Run DESeq2 and compute results for each perturbation vs control.

Parameters:

Name Type Description Default
adata AnnData

AnnData object with raw counts in adata.X.

required
design_factor str

The column in adata.obs with experimental conditions (e.g. "perturbation").

required
control_group str

The value in the design_factor column that represents the control (e.g. "control").

required
log2fc_sig float | None

Absolute log2 fold-change threshold for the significant column.
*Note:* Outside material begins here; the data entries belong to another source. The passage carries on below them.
PR #108, opened 2020-06-11
PLA-2151 make bounds optional on object templates

asantas93:
* Bounds are now optional on object templates
* Bounds are set to `None` when unspecified instead of to that of the attribute template

### DIFF
--- a/gemd/entity/template/tests/test_process_template.py
+++ b/gemd/entity/template/tests/test_process_template.py
@@ -45,7 +45,7 @@ def test_allowed_labels():
 
 
 def test_passthrough_bounds():
-    """Test that unspecified Bounds are accepted and set to None"""
+    """Test that unspecified Bounds are accepted and set to None."""
     template = ProcessTemplate('foo', conditions=[
         (LinkByUID('1', '2'), None),
         [LinkByUID('3', '4'), None],
--- a/gemd/entity/template/tests/test_process_template.py
+++ b/gemd/entity/template/tests/test_process_template.py
@@ -1,9 +1,12 @@
 """Tests of the ProcessTemplate object."""
 import pytest
 
+from gemd.entity.bounds import IntegerBounds
+from gemd.entity.link_by_uid import LinkByUID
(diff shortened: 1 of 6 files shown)


gemd/entity/template/tests/test_process_template.py
```diff
@@ -1,9 +1,12 @@
 """Tests of the ProcessTemplate object."""
 import pytest
 
+from gemd.entity.bounds import IntegerBounds
+from gemd.entity.link_by_uid import LinkByUID
 from gemd.entity.template.process_template import ProcessTemplate
 from gemd.entity.template.condition_template import ConditionTemplate
 from gemd.entity.bounds.real_bounds import RealBounds
+from gemd.json import dumps, loads
```
kroenlein, line 9: Given how you use this below, there is a `copy` method in `gemd.json` you should be using instead.
```suggestion
from gemd.json import copy
```

gemd/entity/template/tests/test_process_template.py
```diff
@@ -39,3 +42,35 @@ def test_allowed_labels():
...
+    template = ProcessTemplate('foo', conditions=[
+        (LinkByUID('1', '2'), None),
+        [LinkByUID('3', '4'), None],
+        LinkByUID('5', '6'),
+        ConditionTemplate('foo', bounds=IntegerBounds(0, 10)),
+    ])
+    assert len(template.conditions) == 4
+    for _, bounds in template.conditions:
+        assert bounds is None
+    copied = loads(dumps(template))
```
kroenlein, line 58:
```suggestion
    copied = copy(template)
```
As above

asantas93: I actually kinda like `loads(dumps(` here because it guarantees full round-trip serialization (which is what I wanted to test), whereas `copy` could conceivably be implemented another way.

kroenlein: I see where you are going.  Acceptable.

PR #110, opened 2020-06-17
Serialization class refactor

kroenlein:
Rebuild of JSON serialization and deserialization for speed (tests now 20 % faster).  Also refactors how deserialization does class resolution to remove explicit class list.


gemd/json/gemd_json.py
```diff
@@ -51,21 +24,23 @@ class GEMDJson(object):
...
-        ProcessRun, MaterialRun, MeasurementRun, IngredientRun,
-        Property, Condition, Parameter, PropertyAndConditions,
-        PropertyTemplate, ConditionTemplate, ParameterTemplate,
-        RealBounds, IntegerBounds, CategoricalBounds, CompositionBounds,
-        MolecularStructureBounds,
-        NominalComposition, EmpiricalFormula,
-        NominalReal, UniformReal, NormalReal, DiscreteCategorical, NominalCategorical,
-        UniformInteger, NominalInteger, Smiles, InChI,
-        FileLink, PerformedSource
+        obj for mod in _modules for _, obj in inspect.getmembers(mod)
```
maxhutch, line 38: I'm not a huge fan of making this implicit: if someone forgets to add a class here we should see it in a test.  But if we do make it implicit, I think it should be heavily documented, e.g. in-line and in the contributing guide and in the serialization docs [here](https://github.com/CitrineInformatics/gemd-python/blob/master/docs/source/depth/serialization.rst).

kroenlein:
Closing, as the automated import proposed here was decided against.

PR #111, opened 2020-06-17
Update objects to require names for all objects

kroenlein:
This PR modifies constructors for all GEMD entities to require a name value and only accepts name as a positional argument.  

The exception to this is IngredientRun, which explicitly removes `name` and `labels` from its argument list since those are not set by users.

### DIFF
--- a/gemd/entity/object/ingredient_run.py
+++ b/gemd/entity/object/ingredient_run.py
@@ -50,7 +50,7 @@ class IngredientRun(BaseObject, HasQuantities):
 
     typ = "ingredient_run"
 
-    def __init__(self, material=None, process=None, mass_fraction=None,
+    def __init__(self, *, material=None, process=None, mass_fraction=None,
                  volume_fraction=None, number_fraction=None, absolute_quantity=None,
                  spec=None, uids=None, tags=None, notes=None, file_links=None):
         BaseObject.__init__(self, name=None, uids=uids, tags=tags,
@@ -77,7 +77,7 @@ class IngredientRun(BaseObject, HasQuantities):
     def name(self, name):
         # This messiness is a consequence of name being an inherited attribute
         if name is not None:
-            warnings.warn("Labels are set implicitly by associating with an "
+            warnings.warn("Name is set implicitly by associating with an "
                           "IngredientSpec; this value will likely be overwritten",
                           DeprecationWarning)
         self.__class__._name_setter(self, name)
@@ -93,7 +93,7 @@ class IngredientRun(BaseObject, HasQuantities):
         return self._labels
 
     @labels.setter
-    @deprecation.deprecated(deprecated_in="0.10", removed_in="0.11",
+    @deprecation.deprecated(deprecated_in="0.12", removed_in="0.13",
                             details="Labels are set implicitly by associating with an "
                                     "IngredientSpec")
     def labels(self, labels):
--- a/gemd/entity/object/ingredient_run.py
+++ b/gemd/entity/object/ingredient_run.py
@@ -139,7 +139,13 @@ class IngredientRun(BaseObject, HasQuantities):
 
     @classmethod
     def from_dict(cls, d):
-        """Suppresses name/label warnings during deserializaton."""
-        with warnings.catch_warnings():
-            warnings.filterwarnings('ignore', category=DeprecationWarning)
-            return super().from_dict(d)
+        # Overload from_dict because we may get name/labels from an independent
+        # resource, but not get the associated IngredientSpec
+        name = d.pop("name", None)
+        labels = d.pop("labels", None)
+        obj = super().from_dict(d)
+        if name is not None:
+            obj._name = name
+        if labels is not None:
+            obj._labels = labels
+        return obj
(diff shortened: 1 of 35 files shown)


kroenlein:
At present, there are incompatibilities with citrine-python, particularly with how it add GEMD-like objects to the deserialization process.

kroenlein:
For @djack: this is blocking https://citrine.atlassian.net/browse/PLA-3337, but if implemented has substantial implications downsteam.

kroenlein:
Note that at present, there are downstream consequences to removing `label` and `name` from the Ingredient constructor.  These arguments have been marked as obsolete, complete with deprecation warnings, for at least 4 months and were inherited in the taurus import.

kroenlein:
This enables:
https://github.com/CitrineInformatics/citrine-python/pull/365/

nextgen-devkit has been forward migrated, I believe, to not be vulnerable to this change:
https://github.com/CitrineInformatics/nextgen-devkit/pull/639

gemd/entity/object/ingredient_run.py
```diff
@@ -53,41 +50,59 @@ class IngredientRun(BaseObject, HasQuantities):
...
+    @property
+    def name(self):
+        """Get name."""
+        return super().name
+
+    @name.setter
+    def name(self, name):
+        # This messiness is a consequence of name being an inherited attribute
+        if name is not None:
+            warnings.warn("Labels are set implicitly by associating with an "
```
bfolie, line 80:
```suggestion
            warnings.warn("Name is set implicitly by associating with an "
```

gemd/entity/object/ingredient_run.py
```diff
@@ -53,41 +50,59 @@ class IngredientRun(BaseObject, HasQuantities):
...
         self.process = process
-        self.labels = labels
-        # this may overwrite name/labels
+        # this will overwrite name/labels if/when they are set
         self.spec = spec
 
+    @property
+    def name(self):
+        """Get name."""
+        return super().name
```
bfolie, line 74: How does this work, given that there are 2 super classes?

gemd/entity/object/ingredient_run.py
```diff
@@ -53,41 +50,59 @@ class IngredientRun(BaseObject, HasQuantities):
...
+        if name is not None:
+            warnings.warn("Labels are set implicitly by associating with an "
+                          "IngredientSpec; this value will likely be overwritten",
+                          DeprecationWarning)
+        self.__class__._name_setter(self, name)
+
+    @classmethod
+    def _name_setter(cls, obj, name):
+        """Misdirection so assignment in from_dict doesn't hit deprecation warning."""
+        super(IngredientRun, cls).name.fset(obj, name)
```
bfolie, line 88: What's this line doing?

gemd/entity/object/tests/test_ingredient_run.py
```diff
@@ -35,3 +35,42 @@ def test_invalid_assignment():
...
+    je = GEMDJson()
+
+    ms_link = LinkByUID(scope='local', id='mat_spec')
+    mr_link = LinkByUID(scope='local', id='mat_run')
+    ps_link = LinkByUID(scope='local', id='pro_spec')
+    pr_link = LinkByUID(scope='local', id='pro_run')
+    spec = IngredientSpec(name='Ingred', labels=['some', 'words'],
+                          process=ps_link, material=ms_link)
+    run = IngredientRun(spec=spec,
+                        process=pr_link, material=mr_link)
```
bfolie, line 57: I think you should add here an assertion that `run.name` and `run.labels` match the `spec` values. Otherwise the test below would pass in a situation where ingredient runs did not have any name/label related information.

bfolie:
If the user gets a serialized ingredient run from a database, and the JSON dictionary includes 'name' and 'labels' fields, as they do now, will that information be properly incorporated without issuing warnings? It looks like the answer is "yes" but I want to make sure I'm reading this correctly

kroenlein:
> If the user gets a serialized ingredient run from a database, and the JSON dictionary includes 'name' and 'labels' fields, as they do now, will that information be properly incorporated without issuing warnings? It looks like the answer is "yes" but I want to make sure I'm reading this correctly

That is the intent and I believe that is the current behavior.  There is only one valid pathway for setting the `name` attribute, which is assigning an IngredientSpec, but if you are reading in a serialized IngredientRun that only has a LinkByUID in `spec`, that information is still more valuable that the other redundant information (e.g., `output_material`).

gemd/entity/object/ingredient_run.py
kroenlein: Dark art that I'm not happy about, but other methods I tried caused problems in libraries that inherited from this.

This expressly sets the name attribute associated with the IngredientRun's parent class (Base Object) without invoking the IngredientRun's overridden setter.  Without this, setting the name via setting an IngredientSpec or deserializing from JSON fires off a deprecation warning every time.

gemd/entity/object/ingredient_run.py
kroenlein: Essentially, because I wanted the setter to issue a deprecation warning, so the getter/setter pair override the parent classes attribute, so I need to reference it explicitly to keep them connected.  Yes, that feels more fragile than I want it to be.

PR #112, opened 2020-06-17
adding uid property to LinkByUID

lkubie:
__repr__ of LinkByUID makes a user think there is a uid property to the object... so I added one. I also left the id property so it is not a breaking change.

### DIFF
--- a/gemd/entity/link_by_uid.py
+++ b/gemd/entity/link_by_uid.py
@@ -52,4 +52,3 @@ class LinkByUID(DictSerializable):
                 entity.add_uid(name, str(uuid.uuid4()))
             scope, uid = next((s, i) for s, i in entity.uids.items())
         return LinkByUID(scope, uid)
-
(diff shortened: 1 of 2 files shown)


lkubie:
Good point, @maxhutch ! Maybe the correct thing here is actually just to change the way the object Prints. It was misleading before.

gemd/entity/link_by_uid.py
```diff
@@ -25,7 +25,7 @@ def __init__(self, scope, id):
         self.id = id
 
     def __repr__(self):
-        return str({"scope": self.scope, "uid": self.id})
+        return str({"scope": self.scope, "id": self.id})
```
maxhutch, line 28: :+1:

maxhutch:
The tests are green; the status just isn't propagating: https://travis-ci.org/github/CitrineInformatics/gemd-python/builds/699472775

PR #114, opened 2020-07-13
Rework cake data example

kroenlein:
This edit of the Cake demo includes several changes reflecting shifting understanding since it was first generated:

* Template scope is now explicitly defined
* A mixer speed Attribute Template is used to create several Process Spec Parameters that have no Run equivalent
* Spec construction is now done via a local method to remove redundant strings
* Many tags and notes were added
* Ingredient names were brought into better alignment with best practice, as well as adding `allowed_names` values to Process Templates
* Fake brand names are added to Material Runs, as opposed to their abstract Spec counterparts
* An argument for defining a FileLink for an image to be attached to the Baked Doneness measurement was added

### DIFF
--- a/gemd/demo/cake.py
+++ b/gemd/demo/cake.py
@@ -122,6 +122,10 @@ def make_cake_templates():
     )
 
     # Objects
+    tmpl["Procuring"] = ProcessTemplate(
+        name="Procuring",
+        description="Buyin' stuff"
+    )
     tmpl["Baking"] = ProcessTemplate(
         name="Baking",
         description='Using heat to promote chemical reactions in a material',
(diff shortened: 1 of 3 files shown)


gemd/demo/cake.py
```diff
@@ -30,6 +30,27 @@
 TEMPLATE_SCOPE = DEMO_SCOPE + '-template'
 
 
+def change_scope(data, *, templates=None):
```
ventura-rivera, line 33: Dynamically changing a global variable seems risky. Why do you need to do this?

kroenlein: This is a minimal change to support having multiple copies of the dataset be able to co-exist on platform.  If the e2e tests are run with CITRINE-NO-PRELOAD=1, for example, this let's us have these tests still meaningful.  This, for example, would have prevented the issues plaguing [nextgen pull 622](https://github.com/CitrineInformatics/nextgen-devkit/pull/622).

ventura-rivera: Gotcha 👍

maxhutch: I agree with @ventura-rivera : wrapping this whole module in a class with scope as one of the class members would be preferable.  We could do that in a fast-follow on though to keep the changes in this PR tighter.

gemd/demo/cake.py
```diff
@@ -916,7 +1063,21 @@ def find_name(name, material):
     run_key = md5.hexdigest()
 
     # Crawl tree and annotate with uids; only add ids if there's nothing there
-    recursive_foreach(cake, lambda obj: obj.uids or obj.add_uid(DEMO_SCOPE, obj.name + run_key))
+    name_count = dict()
+
+    def _disambig(name):
+        nonlocal name_count
```
maxhutch, line 1069: This non-local pattern looks to work, but I think the slightly more pythonic way would be to add `name_count` to the argument list of `_disambig`.

gemd/demo/cake.py
```diff
@@ -639,12 +773,23 @@ def ingredient_kwargs(material):
     )
 
     # Crawl tree and annotate with uids; only add ids if there's nothing there
-    recursive_foreach(cake, lambda obj: obj.uids or obj.add_uid(DEMO_SCOPE, obj.name))
+    seen = set()
+
+    def name_fuzz(obj):
+        # Add fuzz to name in ID as necessary
+        nonlocal seen
```
maxhutch, line 780: This non-local pattern looks to work, but I think the slightly more pythonic way would be to add seen to the argument list of name_fuzz (and maybe a leading underscore).

gemd/demo/cake.py
```diff
@@ -198,31 +233,37 @@ def make_cake_spec(tmpl=None):
...
-            "name": "{} input{}".format(material.name.replace('Abstract ', ''),
-                                        " (Again)" * (count[material.name] - 1)),
+            "name": material.name.lower(),
             "tags": list(material.tags),
             "material": material
         }
 
+    def material_kwargs(material_name, process_tmpl_name, process_kwargs):
+        # Handles some nicities in naming
+        return {
```
maxhutch, line 246: This pattern probably deserves some documentation.  I see what its trying to do, but its not a pattern that I've seen before.

setup.py
```diff
@@ -36,7 +36,7 @@ def run(self):
 
 
 setup(name='gemd',
-      version='0.9.2',
+      version='0.9.3',
```
maxhutch, line 39: `change_scope` is a new public method, so I think this should be a minor version bump.

gemd/demo/cake.py
kroenlein: Migrated to using a closure & generator.

gemd/demo/cake.py
kroenlein: Migrated to using a closure & generator.

gemd/demo/cake.py
kroenlein: Migrated to a wrapper for the constructor (the inverse of this, which I believe is a more common approach)

gemd/demo/cake.py
kroenlein: Wrapping in a class could make sense, but would require generation of a singleton in order to avoid breaking downstream code.

PR #115, opened 2020-07-20
Bugfixes for cake demo

kroenlein:
This PR addresses several issues:
* There were UIDs that collided when compared as lower() strings.  The algorithm for generating UIDs was reworked so that should no longer be any collisions.
* The test suite was modified to catch this.
* There was a linking failure in the ingredient set.  This bug was corrected and is now guarded against through the _make_ingredient sig

### DIFF
--- a/gemd/entity/value/uniform_integer.py
+++ b/gemd/entity/value/uniform_integer.py
@@ -38,7 +38,9 @@ class UniformInteger(IntegerValue):
                 "lower_bound must be an int; got {}({})".format(type(lower_bound), lower_bound))
         if self._upper_bound is not None:
             if lower_bound > self.upper_bound:
-                raise ValueError("lower_bound ({}) must be <= upper_bound ({})".format(lower_bound, self.upper_bound))
+                raise ValueError(
+                    "lower_bound ({}) must be <= upper_bound ({})".format(lower_bound,
+                                                                          self.upper_bound))
         self._lower_bound = int(lower_bound)
 
     @property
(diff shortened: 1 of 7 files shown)


maxhutch:
It looks like several of the tests had been mis-calibrated.  Have you done something else to verify that the result of this example is correct (e.g. upload and render material histories), such that we just have to check for regressions?

gemd/entity/value/uniform_integer.py
```diff
@@ -17,10 +17,35 @@ class UniformInteger(IntegerValue):
...
+    @property
+    def upper_bound(self) -> int:
+        """The upper bound of a uniform distribution."""
+        return int(self._upper_bound)
+
+    @upper_bound.setter
+    def upper_bound(self, upper_bound: int) -> None:
+        """The upper bound of a uniform distribution."""
+        # This check is necessary to handle JSON serialization behavior under 3.5
+        assert float(int(upper_bound)) == float(upper_bound), "upper bound must be an int"
```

Both log2fc_sig and mlog10pvalue_sig must be provided to add the column.

None
mlog10pvalue_sig float | None

-log10(padj) threshold for the significant column.

None

Returns:

Type Description
DataFrame

A pandas DataFrame indexed by gene_name, sorted by

DataFrame

mlog10pvalue_adj descending.


Batch / CLI use

The two helpers above are thin wrappers over standalone packages that also ship command-line entry points for batch pipelines:

  • Pseudo-bulkdeeplife.pseudobulk (CLI: twincell-pseudobulk)
  • Differential expressiondeeplife.differential_expression (CLI: twincell-diffexpr)
python -m deeplife.pseudobulk.main --help
python -m deeplife.differential_expression.main --help

For notebooks, prefer the pseudobulk() / pydeseq2() helpers documented above.